*Problem to solve:*
The required answer is a copy of each line in the entries below that includes "might".

*Stored items:*
Segment Open

PR #1060, opened 2016-12-07
Update LocalSettings.php

1-2-1-2-3-Miraheze:
A few other things on request of DQ

### DIFF
--- a/LocalSettings.php
+++ b/LocalSettings.php
@@ -3174,6 +3174,7 @@ $wgConf->settings = array(
 			),
 			'sysop' => array(
 				'protectsite' => true
+			),	
 		
 		),
 		'+wikipucwiki' => array(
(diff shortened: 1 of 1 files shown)


LocalSettings.php
```diff
@@ -3170,6 +3172,9 @@
 				'autopatrolled' => true,
 				'supressredirect' => true,
 			),
+			'sysop' => array(
+				'protectsite' => true
+
```
LegoFan4000: this array needs to be closed i.e. put ), in  the empty space

1-2-1-2-3-Miraheze: Done

labster:
I have to say, I'm opposed to this being merged.  We have someone in this commit who is not a bureaucrat of that wiki assigning user rights to themselves.  If we keep letting commits like this get through, it's really going to undermine the trust our users have in us.

PR #1061, opened 2016-12-08
Update GlobalExtensions.php

1-2-1-2-3-Miraheze:
I've been informed that CU is hardly even used, so why do we even need it?


NDKilla:
Really? Because it's hardly used **but** it is still used. If we did this then only system administrators would have access to the information (and it's much more annoying to access).

PR #1067, opened 2016-12-10
Disable CheckUser on WikiCanada

1-2-1-2-3-Miraheze:
If I can't use it, just get rid of it so it's not an issue


NDKilla:
Sorry but that's not exactly how this works. Also, that variable doesn't exist... also, syntax errors :D

PR #1077, opened 2016-12-11
Assign interwiki permissions on all wikis

LegoFan4000:
Not sure why it wasn't done before


Reception123:
@LegoFan4000 Most things are done for a reason :) When users get the Interwiki permission it allows them to edit the interwiki for every wiki on Miraheze (including Meta) and we don't want that.

PR #1078, opened 2016-12-11
add wiki.drones4nature.info to URLShortner whitelist

LegoFan4000:


JohnFLewis:
That list is the least standardised one ever.

PR #1081, opened 2016-12-12
Restrict all actions related to tags on WikiCanada

AmandaQuad:
All actions related to change tags are now revoked from the user group and restricted to sysops and a new "tag manager" group

### DIFF
--- a/LocalSettings.php
+++ b/LocalSettings.php
@@ -2755,6 +2755,7 @@ $wgConf->settings = array(
 			),
 			'sysop' => array(
 				'moderator',
+				'tag manager'
 			),
 			'bureaucrat' => array(
 				'moderator',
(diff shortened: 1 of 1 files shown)


JohnFLewis:
Syntax errors and this is not how revokepermissions works. This would revoke the permission from all users who are registered.

AmandaQuad:
@JohnFLewis well, the _least_ you could do is re-form my request to include the proper syntax, etc.

LocalSettings.php
```diff
@@ -3193,8 +3194,12 @@
...
 			),
 			'sysop' => array(
-				'protectsite' => true
-			),	
+				'protectsite' => true,
+			),
+			'tag manager' => array(
+				'changetags' => true,
+				'applychangetags' => true,
+				'managechangetags' => true,
```
JohnFLewis: The issue is this isn't closed.

JohnFLewis:
I've commented the relevant issue.

AmandaQuad:
I don't know how to fix the syntax error without creating a whole new PR. In all regards, the description I provided is exactly what I want to do (I might of made an error or two in the edit itself)

JohnFLewis:
You can push the change to https://github.com/AmandaQuad/mw-config/tree/patch-10 and it should appear here. You should then be able to re-open the request. If not - just comment and I'll merge it.

LegoFan4000:
You have to open a new one be cause John closed it and you can't reopen it unless you were the one that closed it.

LegoFan4000:
Also, user group names should have no spaces.

PR #1085, opened 2016-12-12
Update LocalSettings.php

AmandaQuad:
Would this be technically/safely possible to enable? If not, why is it even listed?

### DIFF
--- a/LocalSettings.php
+++ b/LocalSettings.php
@@ -2785,8 +2785,8 @@ $wgConf->settings = array(
 				'skipcaptcha' => true,
 			),
 			'bureaucrat' => array(
-				'renameuser' => false,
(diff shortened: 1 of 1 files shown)


LegoFan4000:
No it would not. You would then be able to use CU and OS so please close this using the button next to the comment button. Renaming is also done globally.

LegoFan4000:
In other words, this PR is declined.

JohnFLewis:
Renames are handled globally by stewards.

Group additions must be defined in wgAddGroups, userrights is not permitted as it allows assigning all user group including restricted ones.

LegoFan4000:
Its listed because, by default MW assigns those rights to crats, therefore they must be revoked.

PR #1086, opened 2016-12-12
rm sitenotice

LegoFan4000:
Has been up for a while now


JohnFLewis:
Remove the block rather than comment it out please. We don't need two if them here.

LegoFan4000:
Like that?

JohnFLewis:
I said remove it not change how it's commented out

PR #1090, opened 2016-12-14
calexitwiki settings

calnation:


labster:
Looks good.  (Though I'm still wondering how y'all are going to deal with the USN base in San Diego when we vote leave.)

calnation:
For better or worse, that pattern wouldn't be [anything new to the US](https://en.wikipedia.org/wiki/List_of_United_States_military_bases#Overseas_3).

PR #1179, opened 2017-01-07
Enable VisualEditor on plasticssongcontestwiki per T1268

DeltaQuad-DQ:


DeltaQuad-DQ:
@JohnFLewis @Reception123 can this be merged now? I have a feeling that the affected user will start to get impatient.

PR #1182, opened 2017-01-08
Update ContactPage.php

DeltaQuad-DQ:


ContactPage.php
```diff
@@ -43,6 +43,20 @@
 	);
 }
 
+if ( $wgDBname == 'deltaquadtestwiki' ) {
+	$wgContactConfig['default'] = array(
+		'RecipientUser' => 'DeltaQuad Test Wiki',
+		'SenderEmail' => $wgPasswordSender,
+		'SenderName' => 'noreply@deltaquadtestwiki.org',
```
Reception123: might have to be 'Miraheze No Reply'. Also deltaquadtestwiki.org is not a registered domain name therefore it would look dubious for people to receive emails from noreply@miraheze.org but have the sender name be an email address from an inexistant domain name.

DeltaQuad-DQ:
@Reception123 changed

Reception123:
@DeltaQuad-DQ The Recipient User needs to be a user on the wiki that has a verified email.

PR #1183, opened 2017-01-08
enabling extensions and namespaces for calexitwiki

calnation:


Reception123:
@calnation Conflicts need to be fixed. I recommend you refork miraheze/mw-config or make a new patch from the current version as there's some weird spaces all around on this PR

PR #1191, opened 2017-01-09
Lock editing on howtoturtlewiki per T1277

DeltaQuad-DQ:


DeltaQuad-DQ:
@JohnFLewis @Reception123 can this be merged now? I have a feeling that the affected user will start to get impatient.

JohnFLewis:
Should be disabled by setting "anon => true" in $wmgEditingMatrix. https://github.com/miraheze/mw-config/blob/master/LocalSettings.php#L438

DeltaQuad-DQ:
Fixed in #1192

PR #1192, opened 2017-01-09
Fix #1191 (lock anon editing on howtoturtlewiki for T1277)

DeltaQuad-DQ:


LocalSettings.php
```diff
@@ -533,6 +533,9 @@
 			'user' => true,
 			'sysop' => true,
 		),
+		'howtoturtlewiki' => array(
```
JohnFLewis: needs a +

DeltaQuad-DQ:
Syntax fixed

PR #1206, opened 2017-01-16
SecurePoll on bigforestwikipediawiki per T1310

The-Voidwalker:


LocalSettings.php
```diff
@@ -1492,6 +1492,7 @@
 	),
 	'wmgUseSecurePoll' => array(
 		'default' => false,
+		'bigforestwikipedia' => true,
```
JohnFLewis: lacking wiki suffix

PR #1225, opened 2017-01-25
userrights on bigforestwikipediawiki per T1331

The-Voidwalker:


LocalWiki.php
```diff
@@ -68,6 +68,76 @@ function onClosedSiteNoticeAfter( &$siteNotice, $skin ) {
...
+	$wgGroupPermissions['judge']['delete'] = true;
+	$wgGroupPermissions['judge']['deleterevision'] = true;
+	$wgGroupPermissions['judge']['undelete'] = true;
+	$wgGroupPermissions['judge']['browsearchive'] = true;
+	$wgGroupPermissions['judge']['deletedtext'] = true;
+	$wgGroupPermissions['judge']['securepoll-create-poll'] = true;
+	$wgGroupPermissions['judge']['managechangetags'] = true;
+	$wgGroupPermissions['judge']['tboverride'] = true;
+	$wgGroupPermissions['judge']['abusefilter-view-private'] = true;
+	$wgGroupPermissions['judge']['abusefilter-log-private'] = true;
```
Reception123: This would reveal IPs so we can't have it. Please remove the three -private

PR #1234, opened 2017-02-05
Changing localsettings.php per T1392

BenjaminSchool:
This resolves the request of T1392.


Reception123:
@BenjaminSchool Unfortunately this would allow you to edit Special:Interwiki on all Miraheze wikis, so therefore for the meantime this feature is denied. If you have any things you want to add to Special:Interwiki that you think could be used globally please request them in your Phabricator task and a sysadmin will take a look.

PR #1235, opened 2017-02-05
userrights on bigforestwikipediawiki per T1331

The-Voidwalker:


NDKilla:
I didn't comment on the initial edit of user rights but is there a reason that wg(Add|Remove)Groups has a line per group for some groups and an array of groups for other groups?

The-Voidwalker:
@NDKilla That's because the one's where I use arrays are new usergroups, but when altering existing usergroups, I just added a new item into the array.

Reception123:
@NDKilla

PR #1237, opened 2017-02-08
grant editothersprofiles to sysops

The-Voidwalker:
~~In it's current configuration, the group can only be added by Stewards. It may be better to just `unset( $wgGroupPermissions['staff'] );` and assign `$wgGroupPermissions['sysop']['editothersprofiles'] = true;`, but this is the least (possibly) controversial of the two actions.~~
See T1397 for reference.

### DIFF
--- a/LocalExtensions.php
+++ b/LocalExtensions.php
@@ -404,6 +404,7 @@ if ( $wmgUseSiteScout ) {
 
 if ( $wmgUseSocialProfile ) {
 	require_once( "$IP/extensions/SocialProfile/SocialProfile.php" );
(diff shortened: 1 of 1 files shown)


The-Voidwalker:
Now, I'm just assigning the `editothersprofiles` to the sysop group.

Reception123:
Shouldn't this just be specific for att?

The-Voidwalker:
@Reception123 well, the thing is, I'm ~~pretty~~ sure all wikis using social profile have the same problem. Actually, I just checked Special:ListGroupRights for all the wikis currently using social profile, and all but two have this issue.

PR #1238, opened 2017-02-10
Usawiki: create special user group for Miraheze staff

AgraveBanks:


Reception123:
These permissions cannot be used by normal wikis as Miraheze is a wiki farm. Only stewards have access to these permissions.

AgraveBanks:
@Reception123 this "staff" group would be taking the place of the "steward" group locally on usawiki. I wouldn't have access to it - only users with the 'userrights-interwiki' permission (stewards and sysadmins) would be able to add themselves to the group.

AgraveBanks:
@Reception123 if you look at Special:ListGroupRights on usawiki, you'll see that the "steward" group has the CentralAuth permissions and that there are "checkuser" and "oversight" groups as well. All I'm doing is merging the three groups into one and adding the "renameuser" permission to it.

Reception123:
@AgraveBanks Ok. Please call the entire permission "steward", though.

AgraveBanks:
@Reception123 done. Please also merge the other PR that you closed, because that one unset the "oversight" and "checkuser" groups so that the permissions would not be in two places. In addition, I want to unset the default "steward" group and replace it with this one so that I can create a custom project page for "stewards". Currently, the "steward" link in Special:ListGroupRights soft-redirects to the Meta policy.

labster:
PR by a ban evader. Closing PR.

PR #1239, opened 2017-02-10
Follow up to #1238

AgraveBanks:


Reception123:
per last comment on PR

PR #5511, opened 2024-03-24
Adding function for UnlinkedWikibase

songnguxyz:
Allow the uses of Statements parser.


Universal-Omega (changes requested):
Needs added to LocalSettings.php also

Universal-Omega (approved):

PR #5512, opened 2024-03-24
Setup wgPrivilegedGroups

redbluegreenhat:
This is a feature introduced in MW 1.41

https://www.mediawiki.org/wiki/Manual:$wgPrivilegedGroups


Universal-Omega:
For the record this does absolutely nothing at all.

PR #5521, opened 2024-03-29
Add "Special:" in more languages

colleirose:


clarfonthey:
MediaWiki already emits `noindex,nofollow` meta tags for these pages; do we really need them in `robots.txt`?

colleirose:
> MediaWiki already emits `noindex,nofollow` meta tags for these pages; do we really need them in `robots.txt`?

I believe that blocking indexing of these pages can reduce server load. Aside from that, Google sometimes ignores noindex tags, but does not ignore robots.txt

PR #5527, opened 2024-04-04
Change the license image to be an svg

colleirose:
https://kinsta.com/blog/svg-vs-png/

Also the svg on MH Commons has a way smaller file size than the svg on Wikimedia Commons so that's why I'm linking to MH Commons instead


clarfonthey:
Seems pretty reasonable to me. Had no idea that this was overridden on MH Commons from the WM Commons version.

PR #5529, opened 2024-04-05
Allow using orain.org and wiki.surf also

Universal-Omega:


LocalSettings.php
```diff
@@ -4710,7 +4710,7 @@
 		'+bigforestwiki' => [
 			'editvoter',
 		],
-	        '+brandonwmwiki' => [
+			'+brandonwmwiki' => [
```
clarfonthey, line 4713: Probably should be fixed to a single indent

Universal-Omega: Thanks; fixed

RhinosF1 (changes requested):
This will need configuring on the cf side too.

RhinosF1:
@AgentIsai: can you chase cf on our open tickets?

PR #5541, opened 2024-04-18
Add configs for spacewiki

anpang54:
It turns core namespaces names lowercase. I tested this on a test wiki and it seems to work.


Universal-Omega (changes requested):
Should use single quotes, should have each entry (including the talk on a new line by itself, with only one space before the =>, and should use array format of `[]`

Universal-Omega (approved):

PR #5546, opened 2024-04-29
Set "$wgTabberNeueParseTabName" to "true" for "kanjouwiki"

spiriiii:
https://issue-tracker.miraheze.org/T12085


Universal-Omega:
This could really be done in LocalSettings.php or ideally be added to ManageWiki (if it isn't already?) tbh

PR #5556, opened 2024-05-09
Move StructuredDiscussions (Flow) to managewiki-restricted

labster:
Flow is a fairly problematic extension, and WMF is officially dropping support for it.

https://www.mediawiki.org/wiki/Structured_Discussions/Deprecation

Make the extension restricted, as we really shouldn't be moving new wikis into Flow.

### DIFF
--- a/ManageWikiExtensions.php
+++ b/ManageWikiExtensions.php
@@ -2940,7 +2940,12 @@ $wgManageWikiExtensions = [
 		'displayname' => 'StructuredDiscussions (Flow)',
 		'linkPage' => 'https://www.mediawiki.org/wiki/Special:MyLanguage/Extension:StructuredDiscussions',
 		'conflicts' => false,
-		'requires' => [],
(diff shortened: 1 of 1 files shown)


Universal-Omega:
I think this should be completely grayed out (not just restricted) but only for enable not disable. I'm not sure how but that would be my preference.

labster:
Disable means losing access to content I think?  Just allowing straight disable is problematic, unless no namespaces currently have Flow enabled.

https://phabricator.wikimedia.org/T96301

I think the thing to ask is if this makes the situation better.  Does your option have an easy way to implement?  It looks to me that all of the other disabled extensions are disabled by making it restricted.

Universal-Omega:
Sorry I wasn't clear yes this is the correct way to do it as it stands but I think we should have a better way to disable extensions

Universal-Omega (approved):

PR #5557, opened 2024-05-13
T12108: Please alter these DynamicPageList3 variables on metzo.miraheze.org

brandon-wm:


Universal-Omega:
I just realized this used spaces not tabs please use tabs next time. I already fixed it for this one though.

PR #5558, opened 2024-05-13
T12085: About “Extension:TabberNeue”

brandon-wm:


Universal-Omega (changes requested):
This should be done in LocalSettings.php or ideally added to ManageWiki

PR #5559, opened 2024-05-13
T11757: set some UploadWizard config for aieseattlewiki

brandon-wm:


Universal-Omega (changes requested):
This should not be merged yet. It has some conflicting stuff with default that may need sorted.

brandon-wm:
@Universal-Omega Is there stuff that I can help fix with defaults or is it stuff that you need to sort yourself?

Universal-Omega (changes requested):
This needs a lot of tabbing fixed

PR #5560, opened 2024-05-14
T12085: About “Extension:TabberNeue”

brandon-wm:


Universal-Omega:
IMO this should actually a ManageWiki setting

PR #1684, opened 2021-02-24
Streamline column default rendering and test datetimes

tomhoule:
We now have tests in place for literal datetime defaults. They do not work on some MySQL versions, and the matter is complicated by the datamodel parser parsing and standardising the datetime literals.


libs/sql-schema-describer/Cargo.toml
```diff
@@ -37,8 +37,8 @@ features = [
 
 [dev-dependencies]
 anyhow = "1.0.28"
-barrel = {git = "https://github.com/prisma/barrel.git", features = ["sqlite3", "mysql", "pg", "mssql"], branch = "mssql-support"}
+barrel = { git = "https://github.com/prisma/barrel.git", features = ["sqlite3", "mysql", "pg", "mssql"], branch = "mssql-support" }
```
pimeys, line 40: ` ` :+1: ` `

PR #1685, opened 2021-02-24
Test SQL Server soft resets

pimeys:
So, whew.

I spent 1.5 days digging into SQL Server permissions and getting the test right. So we don't have permission to drop a database, creating users and all that. Only to find out we actually never drop the database on SQL Server resets. :thinking: 

So yeah, we test it but we never execute the drop.

Then, digging forward, PostgreSQL also never drops the database -- only the schema! There we can drop and cascade, but on SQL Server cascading doesn't work with `DROP SCHEMA`, so we must manually clean it.

### DIFF
--- a/libs/sql-schema-describer/src/lib.rs
+++ b/libs/sql-schema-describer/src/lib.rs
@@ -42,7 +42,7 @@ pub struct SQLMetadata {
 }
 
 /// The result of describing a database schema.
-#[derive(Debug, Clone, PartialEq)]
+#[derive(Debug, Clone, PartialEq, Default)]
 pub struct SqlSchema {
     /// The schema's tables.
     pub tables: Vec<Table>,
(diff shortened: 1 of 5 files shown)


libs/sql-schema-describer/src/lib.rs
```diff
@@ -108,13 +108,7 @@ impl SqlSchema {
...
 
     pub fn empty() -> SqlSchema {
-        SqlSchema {
-            tables: Vec::new(),
-            enums: Vec::new(),
-            sequences: Vec::new(),
-            views: Vec::new(),
-            procedures: Vec::new(),
-        }
+        SqlSchema::default()
```
tomhoule, line 111: :+1:

migration-engine/migration-engine-tests/tests/migrations/soft_resets.rs
```diff
@@ -100,3 +101,129 @@ async fn soft_resets_work_on_postgres(api: TestApi) -> TestResult {
...
+    // Check that the test user can't drop databases.
+    {
+        let test_user_connection = Quaint::new(&test_user_connection_string).await?;
+
+        let err = test_user_connection
+            .raw_cmd(&format!(r#"DROP DATABASE {}"#, api.test_fn_name()))
+            .await
+            .unwrap_err();
+
+        assert_eq!(err.original_code().unwrap(), "3701"); // insufficient_privilege (https://www.postgresql.org/docs/current/errcodes-appendix.html)
```
tomhoule, line 176: I think the link in the comment isn't relevant on mssql

tomhoule (commented):
These tests are a ton of effort to write, thanks for spending the time, looks great!

PR #1691, opened 2021-02-26
Callback-based NAPI logger

pimeys:
This is a better and more fool-proof solution for our logging needs.

Usage:

```javascript
let qe = new QueryEngine({
  datamodel: dm,
  logLevel: "info",
  datasourceOverrides: {}
}, (err, log) => {
  console.log(JSON.parse(log));
});
```

The old apis of `fetchNextEvent` and all that are now gone.

### DIFF
--- a/Cargo.lock
+++ b/Cargo.lock
@@ -11,9 +11,9 @@ dependencies = [
 
 [[package]]
 name = "adler"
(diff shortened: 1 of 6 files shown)


tomhoule (approved):
lgtm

Segment Closed

*Expected answer:*
I don't know how to fix the syntax error without creating a whole new PR. In all regards, the description I provided is exactly what I want to do (I might of made an error or two in the edit itself)
Reception123: might have to be 'Miraheze No Reply'. Also deltaquadtestwiki.org is not a registered domain name therefore it would look dubious for people to receive emails from noreply@miraheze.org but have the sender name be an email address from an inexistant domain name.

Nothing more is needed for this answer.